The voting has begun. Within a few minutes the it will be decided if the UPA wins the trust vote in parliament or not. I’ve come to the cafe to see the voting live on NDTV.com as the hostel TV is out of service.
The Dark Knight
What a movie! It will give Iron Man a tough competition where and when it’ll matter. Some of the sequences were so breathtaking that by the interval, my jaw was tired of getting dropped so frequently!
Heath Ledger in the role of Joker is spine-chilling. Batman is cool, but Joker is the scene-stealer. He snatches/clinches/carries the movie single handedly. He simply disappears into the role. I just discovered that he died earlier this year. Sad.
It’s unbelievable how much impact some audio-visual inputs can have on you. I was on the edge of my seat for most of the time. Great stuff.
4.5/5
Fun-1
The fun has officially, practically and wholly begun. Life has done a volte-face. From deathly lows to heavenly highs – i’m seeing everything out here. I saw The Dark Knight at PVR last night. The impact it had on me is e-n-o-r-m-o-u-s. The Joker, Heath Ledger, is great. More on it in the next post…
We went out for a fabulous outing today. We hired a travera, first went to the grand Ellora caves, then to a hill station called Mehsmar and then to a water-park. Real, solid fun. I’ve just returned.
But amidst the loud music, my excited shouts at the water-park and all the spicy food i’ve consumed in the last 24 hours, i’ve ended up with a sore throat which is as bad as it gets. I’ve got a baritone now which is punctuated by air-puffing sounds which is – not cool.
Can’t wait to get back home and start writing here about more serious topics.
Now, the fun begins.
I feel phoenixed, once more.
I had a horrid, testing time recently. I think i deserve some rest, or perhaps more that
. Went out the whole evening today, had a fab dinner, going for The Dark Knight tonight(i’m excited about it), tomorrow we’re leaving for a nearby hill station…in short… life’s up and running again. Hey, and did i forget to say that i’m leaving for home on friday?
Couldn’t be better!
Practical Horror
I will rate the practical examination of medical stream more challenging and more punishing than the theory exams any day. Last three-four days were torture of the highest degree. Pressure, competetion, the quest for knowledge are all one thing. But when you’re required to face four hard faced examiners every consecutive day firing at you questions infinitely tough – these good old virtues all evaporate.

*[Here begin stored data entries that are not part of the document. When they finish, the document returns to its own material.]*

PR #9547, opened 2020-10-05
Trace API plugin - Add support for action return values

victorj8:
## Change Description
The intent of this PR is to add support to the trace api plugin for a new field representing a value that may be returned by an action.

To accomplish this task 3 new structs were added:

action_trace_v1 : representing the new version of an action trace that now may contain a field representing the return value.

transaction_trace_v2: representing the new version for the transaction trace that supports action_trace_v1.

block_trace_v2: representing the new version for block trace that supports transaction_trace_v2.

The general idea is that, for example, a new version for action traces may now not require the creation of new structs for transaction trace and block trace, but only a modification to the actions type on the transaction trace struct (add a new possibility for the variant).

## Change Type
**Select ONE**
- [ ] Documentation

- [ ] Stability bug fix

- [ ] Other

- [ ] Other - special case

## Consensus Changes
- [ ] Consensus Changes

## API Changes
- [ ] API Changes

## Documentation Additions
- [ ] Documentation Additions


victorj8:
> It appears unnecessary to include `std::vector<action_trace_v0>` in this as it will never be filled in. Is the choice to include it intentional such that the serialized format has a `which` value that lines up with the version?

That was not the intention, i added just as a way to experiment how it would look like, but as you mention, currently it will not be filled in, so i just deleted it.

> Is it worth considering taking a hard stance that "create_" code paths only make the latest types and can therefore be simplified with that assumption.

I modified to create the latest block_trace version .

b1bart (approved):

PR #9548, opened 2020-10-05
Improve RockDB performance option configuration

linhuang-blockone:
## Change Description

This PR improves RocksDB performance option configuration in several ways:
1. For `rocksdb_threads`, if user does not configure it, use the number of CPU cores dynamically found from the system.
2. `target-file-size-base` and `max-bytes-for-level-base` rely on `write-buffer-size` only. Remove them from options to prevent possible errors from the user. Nodeos now calculates them automatically.
3. Change `rocksdb-write-buffer-size` to `rocksdb-write-buffer-size-mb` for simpler and consistent configuration.
## Change Type
**Select ONE**
- [ ] Documentation

- [ ] Stability bug fix

- [ ] Other

- [ ] Other - special case

## Consensus Changes
- [ ] Consensus Changes

## API Changes
- [ ] API Changes

## Documentation Additions
- [ ] Documentation Additions

### DIFF
--- a/libraries/chain/combined_database.cpp
+++ b/libraries/chain/combined_database.cpp
@@ -126,16 +126,13 @@ namespace eosio { namespace chain {
             options.level0_file_num_compaction_trigger = 2;
 
             // Size of L0 = write_buffer_size * min_write_buffer_number_to_merge * level0_file_num_compaction_trigger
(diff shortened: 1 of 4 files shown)


gssagoo (approved):
Looks good Lin.

TimothyBanks (approved):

Boy – it was a new nightmare everyday. How i wished i had by-hearted tryptophan metabolism in detail, how i wished i knew how the arm’s abduction would be affected if deltoid was paralysed while serratus anterior was not, how could i not study the ossification of carpals and the joints of tarsals! Whhoosh. Well, there were some positives too but they were few and far between.
I’m glad the final exams are over. NOW, THE FUN BEGINS.

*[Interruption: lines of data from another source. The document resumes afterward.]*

PR #9571, opened 2020-10-14
Log store implementation

huangminghuang:
## Change Description
This PR implements the nuraft log_store interface to persist log entries which allows the state to be recovered from restart.

## Change Type
**Select ONE**
- [ ] Documentation

- [ ] Stability bug fix

- [x] Other

- [ ] Other - special case

## Consensus Changes
- [ ] Consensus Changes

## API Changes
- [ ] API Changes

## Documentation Additions
- [ ] Documentation Additions

### DIFF
--- a/programs/blockvaultd/log_store.cpp
+++ b/programs/blockvaultd/log_store.cpp
@@ -1,0 +1,279 @@
+#include "log_store.hpp"
+#include <cassert>
+#include <iostream>
+
+namespace blockvault {
+
+using namespace nuraft;
+namespace fs = std::filesystem;
+
+ptr<log_entry> empty_log_entry() {
+   static ptr<buffer>    buf = buffer::alloc(sz_ulong);
+   static ptr<log_entry> r   = cs_new<log_entry>(0, buf);
+   return r;
+}
+
+fs::path path_for_index(const fs::path& log_dir, ulong index) {
+   // the log is stored in log_dir/<log_index>.log
+   return (log_dir / std::to_string(index)).concat(".log");
+}
+
+fs::path store_log(const fs::path& log_dir, const unsigned char* data, int sz) {
+   namespace fs = std::filesystem;
+
+   auto file = log_dir / std::tmpnam(nullptr);
+   auto fp   = std::unique_ptr<FILE, decltype(&fclose)>{fopen(file.c_str(), "w"), &fclose};
+   if (!fp)
+      throw fs::filesystem_error("file open error", file, std::make_error_code(static_cast<std::errc>(errno)));
+   fwrite(data, 1, sz, fp.get());
+   return file;
+}
+
+struct log_entry_meta {
+   ulong term;
+   byte  type;
+
+   log_entry_meta(ulong tm = 0, log_val_type tp = log_val_type::app_log)
+       : term(tm)
+       , type(static_cast<byte>(tp)) {}
+};
+
+constexpr int log_entry_meta_size = sizeof(ulong) + sizeof(byte);
+
+fs::path store_log(const fs::path& log_dir, nuraft::ptr<nuraft::log_entry>& entry) {
+   namespace fs = std::filesystem;
+
+   auto file = log_dir / std::tmpnam(nullptr);
+   auto fp   = std::unique_ptr<FILE, decltype(&fclose)>{fopen(file.c_str(), "w"), &fclose};
+   if (!fp)
+      throw fs::filesystem_error("file open error", file, std::make_error_code(static_cast<std::errc>(errno)));
+
+   log_entry_meta meta{entry->get_term(), entry->get_val_type()};
+
+   fwrite(&meta, log_entry_meta_size, 1, fp.get());
+   auto& buf = entry->get_buf();
+   buf.pos(0); // reset the position
+   fwrite(buf.data(), 1, buf.size(), fp.get());
+   return file;
+}
+
+class log_entry_reader {
+ public:
+   log_entry_reader() = default;
+   log_entry_reader(fs::path log_dir, ulong index) { set(log_dir, index); }
+   ~log_entry_reader() {
+      if (!fname.empty()) {
+         std::error_code ec;
+         fs::remove(fname, ec);
+      }
+   }
+
+   log_entry_reader(const log_entry_reader&) = delete;
+   log_entry_reader& operator=(const log_entry_reader&) = delete;
+   log_entry_reader(log_entry_reader&& other) { fname.swap(other.fname); }
+
+   void set(fs::path log_dir, ulong index) {
+      auto original = path_for_index(log_dir, index);
+      if (fs::exists(original)) {
+         fname = log_dir / std::tmpnam(nullptr);
+         fs::create_hard_link(path_for_index(log_dir, index), fname);
+      }
+   }
+
+   ptr<log_entry> get() {
+      auto fp = std::unique_ptr<FILE, decltype(&fclose)>(fopen(fname.c_str(), "r"), &fclose);
+      if (fp) {
+         int            sz  = std::filesystem::file_size(fname) - log_entry_meta_size;
+         ptr<buffer>    buf = buffer::alloc(sz);
+         log_entry_meta meta;
+         fread(&meta, log_entry_meta_size, 1, fp.get());
+         fread(buf->get_raw(sz), sz, 1, fp.get());
+         buf->pos(0); // reset the position
+         return cs_new<log_entry>(meta.term, buf, static_cast<log_val_type>(meta.type));
+      }
+
+      return empty_log_entry();
+   }
+
+   size_t size() const {
+      std::error_code ec;
+      size_t          sz = fs::file_size(fname, ec);
+      return ec ? 0 : sz - log_entry_meta_size;
+   }
+
+ private:
+   fs::path fname;
+};
+
+log_store::log_store(std::filesystem::path p)
+    : log_dir_(p)
+    , start_idx_(1)
+    , next_slot_(1) {}
+
+ulong log_store::next_slot() const { return next_slot_; }
+
+ulong log_store::start_index() const { return start_idx_; }
+
+ptr<log_entry> log_store::last_entry() const {
+   log_entry_reader reader;
+   {
+      std::lock_guard<std::mutex> l(logs_lock_);
+      reader.set(log_dir_, next_slot_ - 1);
+   }
+   return reader.get();
+}
+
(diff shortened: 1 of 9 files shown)


programs/blockvaultd/log_store.cpp
```diff
@@ -0,0 +1,627 @@
...
+      index_reader.seek(offset);
+      index_reader.read(position);
+      return position;
+   }
+
+   ptr<buffer> pack(ulong index, int32 cnt) {
+      if (cnt == 0)
+         return ptr<buffer>{};
+      data_collection_t::const_iterator start_pack_itr = collection_.upper_bound(index);
+      if (start_pack_itr == collection_.cbegin()) {
```
kimjh2005, line 304: Shouldn't it be  (start_pack_itr == collection_.cend())

programs/blockvaultd/log_store.cpp
```diff
@@ -0,0 +1,627 @@
...
+      for (; i < collection_.cend(); ++i, ++j) {
+         if (next_start_index != 0 && next_start_index != i->first) {
+            throw std::runtime_error("log_store: the persistent log store has missing entries");
+         }
+         next_start_index = i->first + j->second;
+      }
+
+      if (next_start_index > 0) {
+         // when the index and data file does not match, we trust index instead of the data file,
+         // because it's earier to make writing to the index file transactional.
```
kimjh2005, line 164: earier?

programs/blockvaultd/log_store.cpp
```diff
@@ -0,0 +1,627 @@
...
+   void write_data_file_preamble(ulong start_index) {
+      char buf[128];
+      snprintf(buf, 128, "log-entry-%llu", start_index);
+
+      fs::path active_prefix = log_dir_ / buf;
+      catalog_.add(start_index, active_prefix);
+      data_out_  = file_writer(active_prefix.replace_extension("data"), "wb");
+      index_out_ = file_writer(active_prefix.replace_extension("index"), "wb");
+
+      data_out_.write(data_file_preamble{start_index});
```
b1bart, line 421: Footnote (1)

programs/blockvaultd/log_store.cpp
```diff
@@ -0,0 +1,627 @@
...
+   }
+
+   fs::path current_log_prefix() { return collection_.rbegin()->second; }
+
+   int open(const fs::path& log_dir) {
+
+      const char*                               pattern = "log-entry-\\d+\\.index";
+      boost::container::flat_map<ulong, size_t> num_entries;
+
+      for_each_file_in_dir_matches(log_dir, pattern, [this, &num_entries](const fs::path& index_path) {
```
b1bart, line 135: Footnote (2)

programs/blockvaultd/log_store.cpp
```diff
@@ -0,0 +1,627 @@
...
+   void append(ulong term, log_val_type type, const byte* payload, size_t payload_size) {
+      if (next_slot_ % log_stride_ == 0) {
+         write_data_file_preamble(next_slot_);
+      } else if (!data_out_.is_open() || !index_out_.is_open()) {
+         prepare_out_files_for_append();
+      }
+
+      data_out_.write(log_entry_header{term, type, static_cast<uint32_t>(payload_size)});
+      data_out_.sync_write(payload, payload_size);
+      uint64_t position = data_out_.cur_position();
```
b1bart, line 439: Footnote (3)

programs/blockvaultd/log_store.cpp
```diff
@@ -0,0 +1,627 @@
...
+
+   void compact_back(ulong last_log_index) {
+      auto itr = collection_.lower_bound(last_log_index);
+      if (itr == collection_.end()) {
+         return;
+      }
+
+      std::for_each(collection_.rbegin(), data_collection_t::reverse_iterator(itr), [](const auto& entry) {
+         auto filebase = entry.second;
+         fs::remove(filebase.replace_extension("index"));
```
b1bart, line 244: Footnote (4)

programs/blockvaultd/log_store.cpp
```diff
@@ -0,0 +1,627 @@
...
+
+      auto [seg_index, prefix] = *collection_.rbegin();
+      collection_.erase(itr, collection_.end());
+
+      if (!collection_.empty()) {
+         auto [seg_index, prefix] = *collection_.rbegin();
+         ulong num_entry_to_keep  = last_log_index - seg_index + 1;
+         auto  data_file_size     = end_of_entry_position(collection_.end() - 1, last_log_index);
+         fs::resize_file(fs::path(prefix).replace_extension("index"), num_entry_to_keep * sizeof(uint64_t));
+         fs::resize_file(fs::path(prefix).replace_extension("data"), data_file_size);
```
b1bart, line 256: Footnote (5)

programs/blockvaultd/log_store.cpp
```diff
@@ -0,0 +1,627 @@
...
+      data_collection_t::const_iterator itr = collection_.upper_bound(last_log_index);
+      if (itr == collection_.cbegin()) {
+         return;
+      }
+
+      if (itr->first != last_log_index + 1)
+         --itr;
+      std::for_each(collection_.cbegin(), itr, [](const auto& entry) {
+         auto filebase = entry.second;
+         fs::remove(filebase.replace_extension("index"));
```
b1bart, line 271: Footnote (6)

b1bart (changes requested):
This will be a substantial comment so I've taken the approach of putting the full thoughts into one place (here) and then footnotes as comments in the files which are relevant.

Broadly, I am concerned with the atomicity of updates to this log store and the effect that *may* have on node stability.  I will point out where my concerns stem from *but* I will also accept that my concerns may be unfounded if we can document and make clear that even without atomicity of updates the operation of a node and recovery from any reachable state is consistent. 

I will also be borrowing heavily from [this](https://danluu.com/file-consistency/) as a good resource on the various peculiarities of filesystems.  

I think it is important that we share some of the burden with operators such that we are employing best practices to signal to the OS, filesystem, hardware etc even if the operators have not deployed on a strictly optimal configuration.

## Concerns with the architecture

### Need for documentation
This PR implements a storage system with several logical operations however, there is no accessible document, in code or otherwise, that enumerates these operations.  I have tried to reconstruct a list below but, it may be incomplete as a result

### Create New Log/Index
Looking at (1) we have opened a data file and an index file and written to the data file.  There are no syncs and as such, program termination at this time *may* leave a stale data file and it *may* leave an empty index file but as the directory is not synced nor the writes we have little guarantees that either of those files exists or that their content is as expected. 

On recovery, we enumerate all the _index_ files (see (2)) but, as shown above we may have a data file with no index file.  The result of such a failure mode would be that upon the next write we would append an _additional_ preamble to the data file.  Furthermore, we cannot guarantee the content of the previously written preamble so, this can create a silently corrupted data log going forward.

### Append entry to existing Log/Index
At (3) we see that the current position is read after a write followed by a synchronous write.  This implies that there are no other operations on this file between the writes and this which in turn implies that any additional processes that are manipulating these files (for instance, another instance of BlockVault running in error or maintenance tools).  While we cannot guard against all possible interactions, that this will create a silent corruption in the log perhaps undiscovered for days, we should at least attempt to create some sort of lockfile in this log directory so that well-behaved processes can detect each other's presence and terminate rather than corrupt logs.

Also at (3), failure between the writes to the data and index seem handled in the restoration process IF all the data in the index is valid.  However, failure between the write and sync calls to the index file can leave that data in an undetermined state.  It may be worthwhile to augment the index with some basic checksum so that corrupted writes to the index file are detectable.  If we can guarantee that the index will not be written until the data is atomically and correctly stored then we should be able to avoid a checksum there.

Additionally, I believe there needs to be some amount of directory syncing in order to make sure that these operations are safe.  Please see the document linked at the top.

### Truncate Log/Index (remove the "newest" entries)
At (4) we see the removal of index/data file pairs.  While in code this appears in the "correct" order and removes the index before the data, without a sync on the directory containing these files, I am uncertain that the actual filesystem state will represent that strong ordering.

Likewise at (5), the partially truncated files are resized. This most certainly requires a sync at the directory level to be safe

Finally, there is a generalized atomicity violation here which we cannot easily fix.  Failure or termination of the process in serveral places will leave the *recovered* system in a state which is neither the state from before this logical operation nor the state after.  At best, this *may* represent a valid historical state of the log store but I am skeptical and it would assume that any other durably written artifacts (snapshots, cluster config, etc) are consistent with this rewound historical state. 

In that best case scenario, after recovery every thing would be consistent and then the expectation is that some work prior to the truncate will be repeated, building the log back up to the truncation point, at which point the operation will hopefully succeed?

Either we need to re-evaluate this operation to avoid the atomicity violation OR we need a lot more documentation that shows safety in all of the possible intermediate states.

### Compact Log (remove the oldest entries)
At (6) we see the same need for directory syncing to guarantee that indices are always removed before data files

Additionally, this has the same generalized atomicity concerns *however* the nature of this operation and its usage make this a non-issue.  For observers, this compaction step is an "optimization" of the data structure to save space.  Any intermediate state would merely be less optimal as long as the correctness concern is addressed.

## Concerns with aesthetics

There is an inconsistent usage of types like `uint32_t` which are very explicit in their size and sign and types like `ulong`.  Understandably, nuRaft is dictating some of these types however, I prefer to use `static_assert` to ensure the equivalence of the nuRaft type and the explicit type (eg `uint32_t`) for future proofing across platforms and then standardize on using only the explicit types in the implementation so that their representation when written to buffers/files is easier to intuit.

## The End

Considering the broad issues to address, it does not seem worthwhile to dig into more of the PR as there is likely to be collateral damage when addressing the above.

heifner:
https://danluu.com/file-consistency/ - "Sqlite is quite good in terms of reliability if you want a good default". Why don't we just use Sqlite?

kimjh2005:
I think that considering this log store is for raft library, the log store itself doesn't have to be perfect in every aspects. There can be a compromise between performance and stability. We have similar data/index scheme in blocks log which is stable.

heifner:
> I think that considering this log store is for raft library, the log store itself doesn't have to be perfect in every aspects. There can be a compromise between performance and stability. We have similar data/index scheme in blocks log which is stable.

Did you see that sqlite is actually more performant than raw file io.

kimjh2005:
In sqlite.org/fasterthanfs.html, sqlite is 35% faster than fs due to open() and close() call invoked only once.
"The performance difference arises (we believe) because when working from an SQLite database, the open() and close() system calls are invoked only once,"
But I am not against using sqlite but it is introduction of an another library. Can rocksdb be used instead of sqlite?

Phool Phir Khil Jaate Hain(Mesmerising)
…contd from last post
But that’s not important… what’s important is how beautiful life is life. Finals were almost as hectic as the prelims, bohot **** fati. But i enjoyed every bit of it. Every second.
Life has so many faces, so many views and view points, so many layers and so many characters and many more stories. Even the off days are so good, the good ones are obviously better. Mesmerising.

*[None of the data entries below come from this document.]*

PR #9671, opened 2020-11-16
Huangminghuang/blockvault client fixes

huangminghuang:
## Change Description
1. Fix the problem where the connection uri is not properly passed to initialize pqxx::connection 
2. Add some more diagnostic logs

May be this place is not meant to handle such philosophical lines. But i can’t help it, not when practical exams are still more than 60 hours away… not when i got a long long long holiday after that… not when i’m so happy that i’m in this profession… not when i’ve listened to “Kahin Toh” from Jaane Tu for not less than 20 times straight in the last one hour… not when Rashid and Vasundhara are singing so beautifully… not when it’s the most rocking, i repeat The Most Rocking time i’ve ever had. Mesmerising.